The Rapid Research Information Forum chaired by Chief Scientist Dr Alan Finkel released a report earlier this year that says university job losses of up to 21,000 full-time equivalent positions, “of which an estimated 7000 could be research-related academic staff”, are projected over the next six months.

“There are concerns that women, early-career researchers and recent graduates will disproportionately experience negative impacts,” the report says.

Redundant roles

A University of Sydney spokeswoman said it had not had any job losses directly related to COVID-19 but 10 roles in its infrastructure team would be made redundant “in the coming weeks due to the downturn in work for this team”.

Vice-chancellor Michael Spence has written to staff outlining his concerns.

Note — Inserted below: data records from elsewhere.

PR #5097, opened 2020-07-04
[docs] Update AuditLogDiff.type to be accurate

Artemis21:
### Summary

The documentation for `AuditLogDiff.type` is currently inaccurate and incomplete. This pull request fixes that, using data from [the Discord Developer Docs](https://discord.com/developers/docs/resources/channel#channel-object-channel-types).

### Checklist

- [x] If code changes were made then they have been tested (none have been made).
- [x] This PR fixes an issue.

### DIFF
--- a/docs/api.rst
+++ b/docs/api.rst
@@ -2170,8 +2170,23 @@ this goal, it must make use of a couple of data classes that aid in this goal.
 
         The type of channel or channel permission overwrite.
 
-        If the type is an :class:`int`, then it is a type of channel which can be either
-        ``0`` to indicate a text channel or ``1`` to indicate a voice channel.
+        If the type is an :class:`int`, then it is one of the following:
+
+        +---+---------------------------------+
+        | 0 | A guild text channel.           |
+        +===+=================================+
+        | 1 | A direct message channel.       |
+        +---+---------------------------------+
+        | 2 | A guild voice channel.          |
+        +---+---------------------------------+
+        | 3 | A group direct message channel. |
+        +---+---------------------------------+
+        | 4 | A guild category channel.       |
+        +---+---------------------------------+
+        | 5 | A guild news channel.           |
+        +---+---------------------------------+
+        | 6 | A guild store channel.          |
+        +---+---------------------------------+
 
         If the type is a :class:`str`, then it is a type of permission overwrite which
         can be either ``'role'`` or ``'member'``.
--- a/docs/api.rst
+++ b/docs/api.rst
@@ -2172,21 +2172,23 @@ this goal, it must make use of a couple of data classes that aid in this goal.
 
         If the type is an :class:`int`, then it is one of the following:
 
-        +-----+---------------------------------+
-        | `0` | A guild text channel.           |
-        +-----+---------------------------------+
-        | `1` | A direct message channel.       |
-        +-----+---------------------------------+
-        | `2` | A guild voice channel.          |
-        +-----+---------------------------------+
-        | `3` | A group direct message channel. |
-        +-----+---------------------------------+
-        | `4` | A guild category channel.       |
-        +-----+---------------------------------+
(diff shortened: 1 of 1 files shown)


docs/api.rst
```diff
@@ -2170,8 +2170,23 @@ this goal, it must make use of a couple of data classes that aid in this goal.
 
         The type of channel or channel permission overwrite.
 
-        If the type is an :class:`int`, then it is a type of channel which can be either
-        ``0`` to indicate a text channel or ``1`` to indicate a voice channel.
+        If the type is an :class:`int`, then it is one of the following:
+
+        +---+---------------------------------+
+        | 0 | A guild text channel.           |
```
Gobot1234, line 2176: I think these digits should still be wrapped in ``

docs/api.rst
```diff
@@ -2170,8 +2170,23 @@ this goal, it must make use of a couple of data classes that aid in this goal.
 
         The type of channel or channel permission overwrite.
 
-        If the type is an :class:`int`, then it is a type of channel which can be either
-        ``0`` to indicate a text channel or ``1`` to indicate a voice channel.
+        If the type is an :class:`int`, then it is one of the following:
+
+        +---+---------------------------------+
```
NCPlayz, line 2175:
```suggestion
        +-------+---------------------------------+
        | value |     meaning                     |
        +-------+---------------------------------+
```
seems to make sense to have a table heading similar to this.

docs/api.rst
Artemis21: Sure, done

docs/api.rst
Artemis21: Accidentally outdated that but I will add.

docs/api.rst
```diff
@@ -2170,8 +2170,23 @@ this goal, it must make use of a couple of data classes that aid in this goal.
 
         The type of channel or channel permission overwrite.
 
-        If the type is an :class:`int`, then it is a type of channel which can be either
-        ``0`` to indicate a text channel or ``1`` to indicate a voice channel.
+        If the type is an :class:`int`, then it is one of the following:
+
+        +-----+---------------------------------+
+        | `0` | A guild text channel.           |
```
Gobot1234, line 2176: I meant like \``0``

docs/api.rst
Artemis21: Ok done, and as a header row too

docs/api.rst
Artemis21: Oh right sorry I am not familiar with rst

Rapptz:
This is already encapsulated and referenced under the ``ChannelType`` enum so re-typing it there feels... duplication heavy. I don't really like this approach because of it.

Artemis21:
> This is already encapsulated and referenced under the `ChannelType` enum so re-typing it there feels... duplication heavy. I don't really like this approach because of it.

True, though the documentation enum doesn't include the numbers, which are necessary. I suppose it would be nice to cast `AuditLogDiff.type` to an enum in the library, but that would be a breaking change.

Rapptz:
Well the easiest way would be to reference the numbers inside the enum documentation and then reference the enum within the AuditLogDiff.type

Artemis21:
The someone harder, but nicer (and still backwards compatible) way would be to cast `AuditLogDiff.type` to an `IntEnum` or equivalent.

Rapptz:
I don't use the `enum` module so that suggestion is out regardless.

Artemis21:
So I see, but an equivalent could work I think, by adding a `__int__` method around line 60 of `enums.py`...

Artemis21:
Actually, I think that would be too much of a breaking change - since the value can currently be either an `int` or a `str`, people will likely be checking if `isinstance(AuditLogDiff.type, int)`, which would be `False` - for it not to be breaking, it would have to actually inherit from `int` like `IntEnum` does.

“The uncertainty over the international student corridor; government cuts to funding and proposed increase of fees; and the prospect of further outbreaks of the pandemic locally combine to produce a very challenging and unprecedented set of circumstances for universities, and we are not immune,” he wrote.

Significant impact

A Macquarie University spokeswoman said while it had a relatively small number of international students compared to some other institutions, the pandemic had had a significant impact on its revenue.

“The situation will continue to affect international student numbers for session two and into coming years,” the spokeswoman said.

“As part of our operating plan, we will see reduced staff numbers over time through natural attrition.”

Western Sydney University staff recently voted in support of two six-month leave-based initiatives to help the university save money.

“The university will not engage in stand-downs or forced redundancies in 2020,” a university spokeswoman said.

A UTS spokesman said the Ultimo institution had no updates on the prospect of job losses “at this time”.

The financial damage to the sector had also exposed UNSW and the University of Wollongong to a possible downgrade in their credit ratings.

Ratings agency Standard & Poors had revised its financial outlook for the universities from stable to negative.

S&P said it expected UNSW operating margins “to weaken in 2020 and beyond”.

“The negative outlook reflects our view that UNSW’s financial metrics could deteriorate if it is unable to achieve adequate savings or if the disruption to enrolments continues for a prolonged period,” it said.


The University of Wollongong faced a similar outlook. It estimated its revenue will be $90 million lower this year than in 2019.

A UNSW spokeswoman said it was committed to minimising job losses, but after extensive reductions of costs and “drawing down responsibly on our cash reserves, there is still a gap in 2021 of $75 million”.

The Community and Public Sector Union NSW, which represents professional university staff, last week said the higher education sector was in a “perilous situation”.